I've been in the area since 2011.
How did you get into yoga?
At first I thought it would complement the rock climbing I was doing, because in rock climbing, you’re building strength and flexibility on the wall. When I started going to yoga classes, it was really transformative for me. It had never occurred to me to be that focused on a somatic level or to be that still. The mindfulness effects ran a lot deeper than just the time spent in class.
What do you look for in a yoga instructor?
I’m concerned with having a teacher who knows anatomy really well and can give specific cues to keep the body safe. It’s also really important to me to find a teacher who acknowledges the deeper aspects of yoga, someone who can teach breathing techniques, safe alignment, and the philosophical system behind yoga. I’m a big believer in a holistic approach.
What’s the biggest misconception about yoga that you want to clear up?
One of the biggest misconceptions that I’d like to clear up is that yoga is primarily a path toward physical fitness. It makes me sad when people see yoga as a solution to them feeling that they are not already good enough in their bodies. It’s not the fault of any one individual that they believe this - it’s the broader cultural mindset, which is really heartbreaking. But you’re not a problem to be solved and yoga is not a solution to you not being good enough in your physical being. When yoga is co-opted by corporations as a fitness craze, it does a great disservice to the deeper philosophy and tradition of yoga. Yoga can be transformative, but this transformation supersedes our physical selves – yoga helps us to become our best selves, rather than to become someone else.
What do you wish people knew about your classes?
I really try to take the approach of truly teaching the yoga and not rely on students’ previous experiences of yoga. There are a lot of yoga classes where instructors call out poses by name, in English if you are lucky and Sanskrit if you are unlucky. I love Sanskrit, but using it exclusively in class presumes that the student has prior knowledge of the poses. It means some other teacher has already done the work of actually teaching the poses and now you’re just doing choreography. If it was my first German class and the teacher spoke exclusively in German, I’d think, “shit, I’m going to fail so hard!” It would be really discouraging. You shouldn't have to be a yoga scholar to come to yoga class.
What’s your biggest yoga etiquette pet peeve?
My biggest pet peeve is when I’m speaking with people about yoga and they say “I could never do yoga because of x, y, and z.” The impression that you need to be a certain way in your body before you can even go to a yoga class is so wrong!

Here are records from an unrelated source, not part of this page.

PR #2364, opened 2026-08-07
EVM-1531 chore: keep L2AssetTracker as a separate bookkeeping contract (alternative to #2309)

StanislavBreadfulAI:
# What ❔

An alternative to #2309: it delivers the same changes, but **keeps `L2AssetTracker` as a separate
system contract**, so `L2NativeTokenVault` does not absorb the chain-local bookkeeping.

#2309 removed the tracker and moved its state into the two contracts the assets already flow
through. The result is a noticeably bulkier `L2NativeTokenVault` (+143/-26 lines there). This PR
keeps the tracker purely as the host of that state — a code-splitting boundary, nothing else — and
lands every other change of #2309 unchanged.

## What is the same as #2309

- The ZKsync OS base-token **backfill removal**: `L2BaseTokenZKOS.setZKsyncOSPreV31TotalSupply`,
  `Admin.setZKsyncOSPreV31TotalSupply`, `SetZkosPreV31TotalSupply.s.sol` and the tracker's
  `backFillZKSyncOSBaseTokenV31MigrationData` / `needBaseTokenTotalSupplyBackfill` are gone. The
  prerequisite moves to L1: `V32UpgradeZKsyncOS` + the `PriorityOpLowerBound` registry
  (`RecordPriorityOpLowerBound.s.sol`), so `totalSupply()` no longer reverts on ZKsync OS.
- The bookkeeping redesign: the merged `L2AssetBookkeepingInfo` struct
  (`preTrackingTotalSupply` + `totalWithdrawalsToL1` + `totalSuccessfulDepositsFromL1`) replaces
  `chainBalance` / `totalPreV31TotalSupply` / `interopInfo` / `SavedTotalSupply`.
- `bridgedOut` and `isAssetTracked` unified in `NativeTokenVaultBase` (from the storage gap, so no
  deployed vault layout shifts), with the shared `_handleBridgeToChain` / `_handleBridgeFromChain`
  implementations; `L1NativeTokenVault.bridgedOut` / `bridgedOutPopulated` removed in favor of them.
- Lazy first-touch initialization for tokens registered before this release, with the eager
  `L2NativeTokenVault.trackLegacyToken` entry point, and `trackBaseToken` on the upgrade/genesis path.
- `LegacySharedBridgeAddresses` and `AssetTrackerErrors.sol` removed (surviving errors moved to
  `L1ContractErrors.sol`), the `FixedForceDeploymentsData` mirrors realigned with the canonical
  struct (stale `gatewayChainId` / `eraGatewayChainId` dropped), the `EmptyContract`
  neutralization of the retired `GWAssetTracker` (`0x10010`), and all doc/test restructuring.

## What differs

`L2AssetTracker` survives at `0x000000000000000000000000000000000001000f` and owns:

- `assetBookkeeping[assetId]` — the merged struct for every asset, the base token included;
- its own `isAssetTracked[assetId]` — the marker that the asset's baseline was recorded;
- `initL2` (genesis only, unchanged from `atomic-imt-reduced`) and `trackBaseToken`
  (upgrader-only, called on both the genesis and the upgrade path);
- `registerNewTokenIfNeeded` / `trackLegacyTokenIfNeeded` (vault-only) — the baseline writers;
- `handleInitiateBridgingOnL2` / `handleFinalizeBridgingOnL2` (vault-only) and the base-token
  counterparts (holder / L2BaseToken) — the flow recorders;
- `assertRecoveryIsAccountingNeutral` and its base-token variant — the recovery gate, now applied
  to every asset (#2309 generalized this; `atomic-imt-reduced` only had the base-token hook).

`L2NativeTokenVault` therefore keeps only the escrow-integrity accounting: it seeds `bridgedOut`
for a legacy L2-native token from its current escrow and, in the same call, hands the tracker the
inputs for the matching baseline — so the two can never be derived from different escrow readings.
Net effect on the vault: +46/-23 lines against `atomic-imt-reduced`, versus +143/-26 in #2309.
`BaseTokenHolder` reports its flows to the tracker (as before this PR's base), so it needs no
`recordBaseTokenDeposit` relay for `L2BaseTokenEra.mint`, which calls the tracker directly.

### Storage

The tracker's v31 layout is preserved exactly: slots 201-208 (`chainBalance`,
`assetMigrationNumber`, `isAssetRegistered`, `L1_CHAIN_ID`, `BASE_TOKEN_ASSET_ID`, `interopInfo`,
`totalPreV31TotalSupply`, `needBaseTokenTotalSupplyBackfill`) keep their positions —
`L1_CHAIN_ID` / `BASE_TOKEN_ASSET_ID` are still read, the rest is reserved as two deprecated
gaps — and `assetBookkeeping` / `isAssetTracked` are appended at slots 209-210. The v31 values
left behind are **abandoned, not migrated**: every baseline is re-derived on first touch, exactly as
in #2309, so the bookkeeping semantics of the two PRs are identical. Carrying the v31 values over
instead would be possible here (the contract survives) but would change reviewed behavior, so it is
deliberately left out.

### Genesis and force deployments

`assetTrackerBytecodeInfo` stays in `FixedForceDeploymentsData` (21 fields; only the stale
`gatewayChainId` mirror fields are dropped), the tracker stays in `CoreContract` /
`getFixedAddressCoreContracts` / the ZKsync OS genesis generator, and only `0x10010` is
neutralized to `EmptyContract`. `0x1000f` holds the same tracker on fresh and upgraded chains.

# Why ❔

Same motivation as #2309 for everything above, minus the removal itself: the review of #2309
flagged that the vault grew too much. Splitting the bookkeeping into its own contract keeps the
vault focused on escrow and keeps the write-mostly accounting in one auditable place, at the cost
of one extra system contract in the release.

# Validation

- l1-contracts Foundry suite: **2,715 passed, 0 failed** (`yarn l1 test:foundry`).
- l2-context Foundry suite: **48 passed, 0 failed, 1 skipped** (`yarn l1 test:zkfoundry`).
- system-contracts Foundry suite: **8 passed, 0 failed**.
- protocol-ops: 28 Rust tests passed; `cargo fmt --check` and `cargo clippy --all-targets -D warnings` passed.
- ZKsync OS genesis generator: `cargo test` (including the reserved-address regressions) and
  `cargo fmt --check` passed; `configs/genesis/zksync-os/latest.json` regenerated.
- `l1-contracts/selectors`, `l1-contracts/zkstack-out/**` and `AllContractsHashes.json` regenerated;
  repository Solidity/TS lint, Prettier and the errors lint pass.
- Storage-layout equality of slots 201-208 with `atomic-imt-reduced` verified with `forge inspect`.

## Checklist


l1-contracts/deploy-scripts/ctm/DeployCTM.s.sol
```diff
@@ -500,7 +500,7 @@ contract DeployCTMScript is Script, DeployCTMUtils, IDeployCTM {
         vm.writeFile(tmpFile, "");
 
         bytes[10] memory bytecodes;
-        for (uint256 i = 0; i < 10; i++) {
+        for (uint256 i = 0; i < contracts.length; i++) {
```
0xValera, line 503: array is of size 10 but the loop is up to contracts.length

l1-contracts/deploy-scripts/ctm/DeployCTMUtils.s.sol
```diff
@@ -96,6 +96,10 @@ struct GeneratedData {
 }
 
 abstract contract DeployCTMUtils is DeployUtils {
+    /// @dev Deployed together with the v32 upgrade contract (see `CTMUpgrade_v31`), which embeds
+    /// it as an immutable.
+    address internal priorityOpLowerBound;
```
kelemeno, line 101: can we store it in one of the structs instead? maybe it should be a CTM contract

0xValera:
Two codex comments that look like they make sense

P1 — The priority-op lower bound does not prove that the backfill succeeded

  The v31 setter marks baseTokenHasTotalSupply = true before enqueueing the L2 transaction (historical setter
  (https://github.com/matter-labs/era-contracts/blob/7cfc35085f2c304fe6648b0a23d5ad0d7850fb51/l1-contracts/contracts/state-transition/chain-deps/facets/Admin.sol#L521-L533)).
  The new registry records the queue length after seeing that flag, and v32 permits upgrading once firstUnprocessed >= bound
  (l1-contracts/contracts/upgrades/PriorityOpLowerBound.sol:31, l1-contracts/contracts/upgrades/V32UpgradeZKsyncOS.sol:29).

  That only proves queue consumption:

  - requestL2ServiceTransaction serializes the call using the ordinary ZKsync OS priority transaction type (l1-contracts/contracts/state-transition/chain-
    deps/facets/Mailbox.sol:357, l1-contracts/contracts/state-transition/chain-deps/facets/Mailbox.sol:493).

  - At the exact pinned OS revision (tools/zksync-os-genesis-gen/Cargo.lock:1663), failed priority transactions are rolled back and refunded; only upgrade
    transactions are required to succeed (process_l1_transaction.rs

    (https://github.com/matter-labs/zksync-os/blob/358eff280d40051fc2934180c2367882ab703cb0/basic_bootloader/src/bootloader/transaction_flow/zk/process_l1_transaction.rs#L319-L378)).

  - The bootloader adds the priority hash to the batch accumulator regardless of execution status (tx_loop.rs

    (https://github.com/matter-labs/zksync-os/blob/358eff280d40051fc2934180c2367882ab703cb0/basic_bootloader/src/bootloader/block_flow/zk/tx_loop.rs#L202-L225)).

  - L1 then advances unprocessedIndex solely from those hashes (l1-contracts/contracts/state-transition/chain-deps/facets/Executor.sol:83, l1-contracts/
    contracts/state-transition/libraries/PriorityTree.sol:83).

  Therefore, a reverted backfill can satisfy the v32 gate. The upgrade then removes both backfill entry points, leaving zkosPreV31TotalSupply and the tracker
  snapshot incorrect until another protocol upgrade.

  The gate needs proof of TxStatus.Success, using the existing proveL1ToL2TransactionStatus mechanism, or another authenticated L2 success acknowledgement—
  not just the processed queue index.
  
  P1 — The advertised production phase flow omits a mandatory transaction

  The documented CLI flow is prepare → governance → stage3 → per-chain upgrade (protocol-ops/src/commands/ecosystem/mod.rs:1). Neither stage3 (protocol-ops/
  src/commands/ecosystem/stage3.rs:95) nor the chain-upgrade command (protocol-ops/src/commands/chain/upgrade.rs:106) records or verifies the priority-op
  bound.

  The only implementation is a standalone Forge script that explicitly says it must run well before the upgrade (l1-contracts/deploy-scripts/upgrade/v31/
  RecordPriorityOpLowerBound.s.sol:11). Following the normal CLI sequence therefore reaches LowerBoundNotRecorded.

  After correcting finding 1, this should become a first-class phase that records each chain and verifies readiness before producing its upgrade bundle.

l1-contracts/contracts/bridge/asset-tracker/L2AssetTracker.sol
```diff
@@ -204,20 +173,20 @@ contract L2AssetTracker is IL2AssetTracker, Ownable2StepUpgradeable, PausableUpg
     }
 
     /// @inheritdoc IL2AssetTracker
-    /// @dev Asserts the two invariants that make recovery a no-op here. See
-    /// {protocol-docs/bridging.md#l2-asset-tracker}.
-    function handleRecoverBaseTokenBridgingOnL2(
-        uint256 _toChainId,
-        uint256 /* _amount */
-    ) external onlyBaseTokenHolder {
+    function assertRecoveryIsAccountingNeutral(bytes32 _assetId, uint256 _toChainId) public view override {
```
kelemeno, line 176: why do we need this, it basically does not check anything

StanislavBreadless:
@0xValera 

1. We assume that those never fail since they have infinite gas and target the correct contract, we even have the following line in the `draft-v31` branch:
```
        // Service transactions cannot fail, so this is safe to set eagerly.
        s.baseTokenHasTotalSupply = true;
```

2. I did not look closely, but the exact upgrade flow in integration is OOS of this PR

l1-contracts/contracts/bridge/asset-tracker/L2AssetTracker.sol
StanislavBreadless: it is more of an invariant check:

```
        // L2->L1 withdrawals are never revertable: `totalWithdrawalsToL1` must stay append-only.
        // See {protocol-docs/bridging.md#l2-asset-tracker}.
        require(_toChainId != L1_CHAIN_ID, RecoverToL1NotSupported());
        // The base token never originates from this chain, so there is no chainBalance to re-credit;
        // for every other asset the re-credit happens through `handleFinalizeBridgingOnL2`.
        if (_assetId == BASE_TOKEN_ASSET_ID) {
            require(L2_NATIVE_TOKEN_VAULT.originChainId(_assetId) != block.chainid, BaseTokenNativeToThisChain());
        }
```

it double checks that the "recover bridge burn" is only invoked for interop and never for stuff that touched `totalwithdrawalsToL1` etc

kelemeno: Its ok, I guess I don't like having these checks in general, we should make sure that its never called at the source of interop.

I see this person who has the potential to be transformed by this incredibly powerful practice, but we have this bullshit system in the media that is propagating the myth that yoga is for fit people who have a certain type of body, age, or skin color, and you’re not qualified to experience yoga if you don’t adhere to that image. That’s a complete misrepresentation of the practice. It makes me sad that so many people out there think they need to be a certain way before they can go to yoga. All you have to do is be present and be willing to be there and then you’re doing the work. It’s for you no matter how you are, or who you are, or whether you can touch your toes. I mean, I still can’t touch my toes when I get up in the morning!
What’s your favorite yoga pose?
One of my favorite poses is called Wild Thing. It’s a really exuberant backbend and heart opener. It’s hard on the wrists, so it’s not for everyone, and it’s not for me every day, but when I'm able to do the pose, it’s so vitalizing and uplifting! Especially as someone who’s come to yoga with anxiety and depression, I think it’s so important to focus on opening up the heart space and changing the patterns in our mind and body.
What’s your preferred superpower?
I’d have two superpowers. One is to be able to transform into different animals and the other is to be able to speak every language. Both of these superpowers are actually kind of the same thing – they are about the ability to experience the world through the lens of someone else.
What book did you read most as a child?
Alice in Wonderland. That and Alice through the Looking Glass. Everyone should read them. I don’t care if you’re an adult!
Favorite spot in DC?
Rock Creek Park.
What's your patronus?
Frog. It’s a really under-appreciated animal.
What's your life motto?
I have a favorite quote by Albert Camus: “the only way to deal with an unfree world, is to become so absolutely free that your very existence is an act of rebellion.” It’s really powerful to acknowledge that we don’t live in a free world. You have to be a rebel to find that freedom, and yoga is a path to that freedom.